*** Begin section ***

PR #836, opened 2025-05-14
fix: apply filter to PAME list when a country has no PAs

yuelongh:
Currently, if a country i,e VAT has no PAs then it is returning all PAME list, so we need to catch this scenario.

[ticket](https://unep-wcmc.codebasehq.com/projects/protected-planet-support-and-maintenance/tickets/351)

*** End section ***

**EXERCISE**
Exactly reproduce every line of the data above.

**RESULT OF THIS TASK**
PR #836, opened 2025-05-14
fix: apply filter to PAME list when a country has no PAs

yuelongh:
Currently, if a country i,e VAT has no PAs then it is returning all PAME list, so we need to catch this scenario.

[ticket](https://unep-wcmc.codebasehq.com/projects/protected-planet-support-and-maintenance/tickets/351)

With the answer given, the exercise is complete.